Unlike PTP1B-deficient mice, where the predominant phenotype can be attributed to elevated IR activation in liver and muscle and leptin-induced JAK2 activation in the hypothalamus [52,60,61,70], the phenotype of TCPTP-deficient mice is much more complex [94]. TCPTP-deficient mice are viable, but have defects in the haemopoietic compartment that result in splenomegaly, lymphadenopathy and thymic atrophy by 2 weeks of age. By 3–5 weeks of age, TCPTP-deficient mice develop a hunched posture and diarrhoea, succumbing to severe anaemia [94]. TCPTP-deficient mice have widespread lymphocytic infiltrates in non-lymphoid tissues correlating with increased IFN-γ, TNF-α (tumour necrosis factor α), interleukin-12 and nitric oxide production [48]. In addition, macrophages from TCPTP-deficient mice are hypersensitive to LPS-induced endotoxic shock [48]. These observations are consistent with TCPTP being an integral component of haemopoietic development and suggest that it serves as a negative regulator of inflammatory responses. Although hyperphosphorylation of JAKs, STATs, SFKs and the receptor for CSF-1 may contribute to the inflammatory/haemopoietic defects of TCPTP-deficient mice, the relative contribution of these substrates to the overall phenotype is unclear. Moreover, the identity of the substrate(s) that are causal to the lethality of TCPTP-deficient mice remains to be determined.

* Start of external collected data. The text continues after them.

PR #5019, opened 2020-11-25
X32: don't warn when builtin type passed as dtype

jakevdp:
Currently in X32 mode, specifying `int`, `float`, or `complex` in place of a dtype leads to a warning:
```python
In [2]: jnp.arange(4, dtype=float)                                                                                  
/Users/vanderplas/github/google/jax/jax/_src/lax/lax.py:6272: UserWarning: Explicitly requested dtype <class 'float'>
requested in arange is not available, and will be truncated to dtype float32. To enable more dtypes, set the
jax_enable_x64 configuration option or the JAX_ENABLE_X64 shell environment variable. See
https://github.com/google/jax#current-gotchas for more.
Out[2]: DeviceArray([0., 1., 2., 3.], dtype=float32)
```
This is a legacy of the way that builtin types are handled by numpy's dtype system (i.e. they're interpreted as 64-bit). In JAX, I believe it would make sense to silence these warnings for builtin scalar types, because users rarely mean to strictly specify `float64` when passing `dtype=float`.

Overexpression, substrate-trapping, knockdown and/or gene knockout approaches have established that both IR and EGFR are bona fide TCPTP substrates [10,51,8183,8587]. In the case of the IR, Galic et al. [81] have reported that TCPTP can act in concert with PTP1B to control the intensity and duration of IR activation and differentially modulate the phosphorylation of specific IR sites. In contrast, for EGFR, PTP1B and TCPTP may act in different cell types and tissues. Whereas EGFR phosphorylation is elevated in PTP1B-deficient MEFs [45], it is not altered in TCPTP-deficient MEFs (T. Tiganis, unpublished work). At this stage, the context in which TCPTP may regulate these receptor PTKs in vivo is unknown.

PEP [PEST (Pro-Glu-Ser-Thr) domain phosphatase]/LYP (lymphoid phosphatase) (PTPN22) and SHP-1 (PTPN6)

The cytoplasmic PTPs, PEP and SHP-1, are expressed primarily in cells of haemopoietic origin, although SHP-1 expression has also been reported in cells of non-haemopoietic origin. PEP has a large non-catalytic C-terminus containing proline-rich sequences, whereas SHP-1 has a non-catalytic N-terminus containing two SH2 domains. Their respective non-catalytic C- and N-termini mediate interactions with substrates and/or adaptor/targeting proteins [20,95]. In the case of SHP-1, its N-terminus regulates activity in a manner similar to that of SHP-2 [96]. Both PTPs have been implicated in the regulation of lymphocyte signalling, in particular that of the TCR (T-cell receptor) (reviewed in [97,98]); SHP-1 also has been implicated in BCR signalling [99].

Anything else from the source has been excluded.